** Opening The data block **
Issue #43118, opened 2024-11-12
Console logging incorrectly uses Charset.defaultCharset()


crmky:
[JEP 400: UTF-8 by Default](https://openjdk.org/jeps/400) was included in Java 18 and later version. Basically it changes the default `file.encoding` to `UTF-8` by default and introduced a few additional properties to identify system native encoding. However the console output charset is different:

> Those APIs include the ones listed above, **but not System.out and System.err, whose charset will be as specified by [Console.charset()](https://bugs.openjdk.java.net/browse/JDK-8264208)**.

However Spring Boot doesn't respect `Console.charset()`. It always use `org.springframework.boot.logging.LoggingSystemProperties.getDefaultCharset()` to set the default charset for console and file encoding. Depends on the implementation, it uses either hard-coded `UTF-8` or `Charset.defaultCharset()`.

Below is a simple Spring Boot application to reproduce the issue (The system locale needs to be different than English):

```java
    public static void main(String[] args) {
        SpringApplication.run(Application.class, args);
        System.out.println("你好");
        log.info("你好");
    }
```

Run it with Java 17:

```
你好
2024-11-12T10:16:10.992+08:00  INFO 19176 --- [test] [           main] test.Application           : 你好
```

Run it with Java 21 (my system locale is GBK):

```
你好
2024-11-12T10:16:28.478+08:00  INFO 524 --- [test] [           main] test.Application           : 浣犲ソ
```

The workaround is to add properties like below. But I think a better value should be provided by default.
```properties
logging.charset.console=${stdout.encoding}
```

mhalbritter:
The charset has been set to `Charset.defaultCharset()` in https://github.com/spring-projects/spring-boot/issues/27230.

Having read the JEP, I think we should try to use `System.console().charset()` for the console loggers.

One thing to note is that `System.console()` can return `null`, if the process doesn't have a console (or if it's running with the IntelliJ IDEA console?!)

Flagging this for team attention.

mhalbritter:
Superseded by https://github.com/spring-projects/spring-boot/pull/44353.

PR #44353, opened 2025-02-19
Use Console charset for console logging when available

nosan:
Prior to this commit, `LogbackLoggingSystemProperties` doesn't respect `Console.charset()`. It used `Charset.getDefaultCharset()` for logback and  `UTF-8` for log42j as defaults.

This commit changes the behaviour of `LogbackLoggingSystemProperties` to use
 `Console.charset()` when available. If no console is present, the default
 charset is used instead. These changes bring consistency across
 logging implementations.

See gh-43118

### DIFF
--- a/spring-boot-project/spring-boot/src/main/java/org/springframework/boot/logging/LoggingSystemProperties.java
+++ b/spring-boot-project/spring-boot/src/main/java/org/springframework/boot/logging/LoggingSystemProperties.java
@@ -16,8 +16,8 @@
 
 package org.springframework.boot.logging;
 
+import java.io.Console;
 import java.nio.charset.Charset;
-import java.nio.charset.StandardCharsets;
 import java.util.function.BiConsumer;
 import java.util.function.Function;
 
@@ -91,8 +91,12 @@ public class LoggingSystemProperties {
 		this.setter = (setter != null) ? setter : systemPropertySetter;
 	}
 
+	protected Console getConsole() {
+		return System.console();
+	}
+
 	protected Charset getDefaultCharset() {
-		return StandardCharsets.UTF_8;
+		return Charset.defaultCharset();
 	}
 
 	public final void apply() {
@@ -116,12 +120,11 @@ public class LoggingSystemProperties {
 	}
 
 	protected void apply(LogFile logFile, PropertyResolver resolver) {
-		String defaultCharsetName = getDefaultCharset().name();
 		setSystemProperty(LoggingSystemProperty.APPLICATION_NAME, resolver);
 		setSystemProperty(LoggingSystemProperty.APPLICATION_GROUP, resolver);
 		setSystemProperty(LoggingSystemProperty.PID, new ApplicationPid().toString());
-		setSystemProperty(LoggingSystemProperty.CONSOLE_CHARSET, resolver, defaultCharsetName);
-		setSystemProperty(LoggingSystemProperty.FILE_CHARSET, resolver, defaultCharsetName);
+		setSystemProperty(LoggingSystemProperty.CONSOLE_CHARSET, resolver, getConsoleCharset().name());
+		setSystemProperty(LoggingSystemProperty.FILE_CHARSET, resolver, getDefaultCharset().name());
 		setSystemProperty(LoggingSystemProperty.CONSOLE_THRESHOLD, resolver, this::thresholdMapper);
 		setSystemProperty(LoggingSystemProperty.FILE_THRESHOLD, resolver, this::thresholdMapper);
 		setSystemProperty(LoggingSystemProperty.EXCEPTION_CONVERSION_WORD, resolver);
@@ -135,6 +138,11 @@ public class LoggingSystemProperties {
 		if (logFile != null) {
 			logFile.applyToSystemProperties();
 		}
+	}
+
+	private Charset getConsoleCharset() {
+		Console console = getConsole();
+		return (console != null) ? console.charset() : getDefaultCharset();
 	}
 
 	private void setSystemProperty(LoggingSystemProperty property, PropertyResolver resolver) {
--- a/spring-boot-project/spring-boot/src/main/java/org/springframework/boot/logging/logback/LogbackLoggingSystemProperties.java
+++ b/spring-boot-project/spring-boot/src/main/java/org/springframework/boot/logging/logback/LogbackLoggingSystemProperties.java
@@ -1,5 +1,5 @@
 /*
- * Copyright 2012-2024 the original author or authors.
+ * Copyright 2012-2025 the original author or authors.
  *
  * Licensed under the Apache License, Version 2.0 (the "License");
  * you may not use this file except in compliance with the License.
@@ -16,7 +16,7 @@
 
 package org.springframework.boot.logging.logback;
 
-import java.nio.charset.Charset;
+import java.io.Console;
 import java.util.function.BiConsumer;
 import java.util.function.Function;
 
@@ -71,8 +71,8 @@ public class LogbackLoggingSystemProperties extends LoggingSystemProperties {
 	}
 
 	@Override
-	protected Charset getDefaultCharset() {
-		return Charset.defaultCharset();
+	protected Console getConsole() {
+		return super.getConsole();
 	}
 
 	@Override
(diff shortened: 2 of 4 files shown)


spring-boot-project/spring-boot/src/main/java/org/springframework/boot/logging/LoggingSystemProperties.java
```diff
@@ -91,8 +92,12 @@ public LoggingSystemProperties(Environment environment, Function<String, String>
 		this.setter = (setter != null) ? setter : systemPropertySetter;
 	}
 
+	protected Console getConsole() {
+		return System.console();
+	}
+
 	protected Charset getDefaultCharset() {
-		return StandardCharsets.UTF_8;
+		return Charset.defaultCharset();
```
nosan, line 100: This change will impact **log42j** `CONSOLE_CHARSET` and `FILE_CHARSET`.

mhalbritter: I think it's fine that the log4j console output is changed, but I'm not sure about the file encoding. I'd prefer if the file stays utf-8. #43118 talks about console logging only.

nosan: The current situation

|             | Log4j2 | Logback           |
|-------------|--------|-------------------|
| **Console** | UTF-8  | Charset.default() |
| **File**    | UTF-8  | Charset.default() |


The proposed PR aims to align the situation as follows:



|             | Log4j2                                 | Logback                                |
|-------------|----------------------------------------|----------------------------------------|
| **Console** | Console.charset() or Charset.default() | Console.charset() or Charset.default() |
| **File**    | Charset.default()                      | Charset.default()                      |


Alternatively, we could leave `protected Charset getDefaultCharset()` untouched, and this would result in


|             | Log4j2                     | Logback                                |
|-------------|----------------------------|----------------------------------------|
| **Console** | Console.charset() or UTF-8 | Console.charset() or Charset.default() |
| **File**    | UTF-8                      | Charset.default()                      |


What do you think?

mhalbritter: The last table. I have some changes here, WDYT? https://github.com/mhalbritter/spring-boot/tree/pr/44353

mhalbritter:
I'm actually surprised that the logback file is not written in UTF-8. I'll talk to the team about that.

mhalbritter:
I investigated that charset stuff a bit more, and I'll try to summarize my findings:

On Linux, with the `LANG` variable, you can control the value of `System.console().charset()`, and with `-Dfile.encoding` you can change `Charset.defaultCharset()` (however, this is undefined behavior on Java 18+). If you don't specify `-Dfile.encoding`, Java < 18 uses some environment dependent logic to find the default locale. This is UTF-8 on Linux and MacOS most of the time, and on Windows it's not. On Java 18+ this returns UTF-8 unless backward compatibility mode is enabled.

mhalbritter:
[Archive.zip](https://github.com/user-attachments/files/19010033/Archive.zip)

This small program prints some environment variables and uses Logback and Log4j without Spring Boot to print some UTF-8 chars.

That's the output:

# Java 17

```
LANG=en_US.utf8 app/build/distributions/app/bin/app     
Java version: 17.0.14
stdout.encoding: null
file.encoding: UTF-8
native.encoding: UTF-8
sun.stdout.encoding: UTF-8
sun.stderr.encoding: UTF-8
sun.jnu.encoding: UTF-8
Console charset: UTF-8
Default charset: UTF-8
System.out.println: 你好
UTF-8: 你好
Console charset: 你好
Default charset: 你好
11:13:29.981 [main] INFO  org.example.App -- Logback: 你好
Log4j: 你好
```

```
LANG=en_US.iso885915 app/build/distributions/app/bin/app
Java version: 17.0.14
stdout.encoding: null
file.encoding: ISO-8859-15
native.encoding: ISO-8859-15
sun.stdout.encoding: ISO-8859-15
sun.stderr.encoding: ISO-8859-15
sun.jnu.encoding: ISO-8859-15
Console charset: ISO-8859-15
Default charset: ISO-8859-15
System.out.println: ??
UTF-8: 你好
Console charset: ??
Default charset: ??
11:13:45.118 [main] INFO  org.example.App -- Logback: ??
Log4j: ??
```

# Java 23

```
LANG=en_US.utf8 app/build/distributions/app/bin/app     
Java version: 23.0.2
stdout.encoding: UTF-8
file.encoding: UTF-8
native.encoding: UTF-8
sun.stdout.encoding: null
sun.stderr.encoding: null
sun.jnu.encoding: UTF-8
Console charset: UTF-8
Default charset: UTF-8
System.out.println: 你好
UTF-8: 你好
Console charset: 你好
Default charset: 你好
11:13:13.565 [main] INFO  org.example.App -- Logback: 你好
Log4j: 你好
```

```
LANG=en_US.iso885915 app/build/distributions/app/bin/app
Java version: 23.0.2
stdout.encoding: ISO-8859-15
file.encoding: UTF-8
native.encoding: ISO-8859-15
sun.stdout.encoding: null
sun.stderr.encoding: null
sun.jnu.encoding: ISO-8859-15
Console charset: ISO-8859-15
Default charset: UTF-8
System.out.println: ??
UTF-8: 你好
Console charset: ??
Default charset: 你好
11:12:43.208 [main] INFO  org.example.App -- Logback: 你好
Log4j: 你好
```

# Logback

If `charset` is not set, `ch.qos.logback.core.encoder.LayoutWrappingEncoder.convertToBytes` uses `String.getBytes()` - which uses the default charset (Java < 18: depends on OS, Java >= 18: UTF-8)

# Log4j

If the `ConsoleAppender` doesn't have an explicit layout, it creates a `PatternLayout` using the default target charset (see logic in `org.apache.logging.log4j.core.appender.AbstractAppender.Builder.getOrCreateLayout(java.nio.charset.Charset)`).
The default target charset is found by reading the system properties `sun.stdout.encoding` and `sun.stderr.encoding`. If `null`, `Charset.defaultCharset()` is used.
When explicitly creating a `PatternLayout` and charset is not set, `UTF-8` is used (see constructor of `AbstractStringLayout`)

mhalbritter:
In the above output, every time `System.out.println:` differs from `Logback:` or from `Log4j:`, there's a bug where the output doesn't respect the users locale. That's the case for Java 23, because there `Charset.defaultCharset()` returns UTF-8 (isn't affected by the `LANG` variable) and both Logback and Log4j use it, but `System.out.println()` uses the `Console.charset()` charset, which is affected by the `LANG` variable.

mhalbritter:
Java 23 and Logback is broken, because `System.out.println()` uses `Console.charset()` and Logback is configured to use `Charset.defaultCharset()` (which returns UTF-8).

Java 17 and Log4j is broken, because `System.out.println` uses the value from `LANG` but Log4j is hardcoded to use UTF-8.

Java 23 and Log4j is broken, because `System.out.println()` uses `Console.charset()` but Log4j is hardcoded to use UTF-8.

mhalbritter:
So, to clean this up, I **think** (my brain is a bit exhausted from all the charsets) if we implement it like this it works on all systems:

|             | Log4j2                                 | Logback                                |
|-------------|----------------------------------------|----------------------------------------|
| **Console** | Console.charset() or Charset.default() | Console.charset() or Charset.default() |

nosan:
Thank you very much, @mhalbritter for such a detailed analysis!

> Which is what this PR does. But it also touches the default file encoding, which I
> a) either leave as it is or
> b) change to UTF-8

I think both options are good as they bring consistency between Log4j2 and Logback. I personally prefer to have:

|             | Log4j2                                 | Logback                                |
|-------------|----------------------------------------|----------------------------------------|
| **Console** | Console.charset() or Charset.default() | Console.charset() or Charset.default() |
| **File**    | UTF-8                                  | UTF-8                                  |

mhalbritter:
Thanks @nosan! I've decided to not touch the file encoding in this PR. I'm going to open a new issue for that.

nosan:
Thanks @mhalbritter

I believe this is a good compromise. On one hand, the bug is fixed; on the other, the encoding can be revisited in a major version. 
I really like it 👍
** Closing The data block **
__Task description__:
Take every line above that includes "Copyright" and list it.

__Answer to the exercise__:
- * Copyright 2012-2024 the original author or authors.
+ * Copyright 2012-2025 the original author or authors.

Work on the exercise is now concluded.